Unprojected lat-long data (left) and projected data (right). The origin on the right is 0,0 like we'd expect for our false origin.

In [None]:
# states by area (square degrees???)
contiguous_states = contiguous_states.copy() #bc we sliced this from states gdf earlier
contiguous_states['area'] = contiguous_states.area
contiguous_states.sort_values('area', ascending=False).head()[['STATE_NAME', 'area']]

In [None]:
# states by area (sq km!!!)
contiguous_states_proj = contiguous_states.to_crs(albers_usa)
contiguous_states_proj['area'] = contiguous_states_proj.area / 1e9 # sq meters -> sq km
contiguous_states_proj.sort_values('area', ascending=False).head()[['STATE_NAME', 'area']]

In [None]:
# now it's your turn
# dissolve the states into their regions. which region is the smallest? what is its area in square km?


## 4. Simple Mapping

In [None]:
ax = contiguous_states_proj.plot(column='area', cmap='viridis', scheme='quantiles',
                                 edgecolor='k', linewidth=0.25)

In [None]:
fig, ax = plt.subplots()
ax = contiguous_states_proj.plot(ax=ax, column='area', cmap='viridis', scheme='quantiles',
                                 edgecolor='k', linewidth=0.25)
ax.axis('off')
fig.savefig('data/map.png', dpi=600)
plt.show()

We'll be doing more mapping, and interactive mapping, next week.

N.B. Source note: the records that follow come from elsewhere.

PR #16793, opened 2026-09-04
life: smoother health repository examination view modelling (fixes #16774)

### LINKED ISSUE #16774: Move the MyHealth decrypt-and-parse out of HealthExaminationViewModel
## What

`HealthExaminationViewModel` decrypts and Gson-parses health data inline, duplicating logic the repository already owns.

**Files:**
- `app/src/main/java/org/ole/planet/myplanet/repository/HealthRepository.kt`
- `app/src/main/java/org/ole/planet/myplanet/repository/HealthRepositoryImpl.kt`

## 5. Spatial joins and spatial indexes

In [None]:
rents = pd.read_csv('data/listings.csv')
len(rents)

In [None]:
rents = gpd.GeoDataFrame(rents)
rents['geometry'] = rents.apply(lambda row: Point(row['longitude'], row['latitude']), axis=1)
rents.crs = original_crs
rents.head()

In [None]:
rents.crs == contiguous_states.crs

In [None]:
rents = rents.to_crs(contiguous_states.crs)

In [None]:
rents_states = gpd.sjoin(rents, contiguous_states, how='left', op='within')

In [None]:
groups = rents_states.groupby('STATE_NAME')

In [None]:
# which states have the highest median rents?
groups['rent'].median().sort_values(ascending=False).head()

In [None]:
# which states have the most bedrooms/unit in the listings?
groups['bedrooms'].mean().sort_values(ascending=False).head()

### spatial indexing

In [None]:
geometry = states[states['STATE_NAME']=='Massachusetts']['geometry'].iloc[0]
geometry

In [None]:
%%time
matches = rents.intersects(geometry)

In [None]:
sindex = rents.sindex

In [None]:
%%time
possible_matches_index = list(sindex.intersection(geometry.bounds))
possible_matches = rents.iloc[possible_matches_index]
precise_matches = possible_matches[possible_matches.intersects(geometry)]

## In-class workshop

1. Download census tract boundaries and county boundaries for some state from [TIGER](https://www.census.gov/geographies/mapping-files/time-series/geo/tiger-line-file.html)
2. Load them with geopandas
3. Create a choropleth map, colored by some attribute in the shapefile
4. Spatial join the rental listings to the tracts
5. Which tract in your state has the highest median rent?
6. Spatial join tracts to counties
7. Dissolve your tracts into counties
8. Which county in your state has the highest median rent?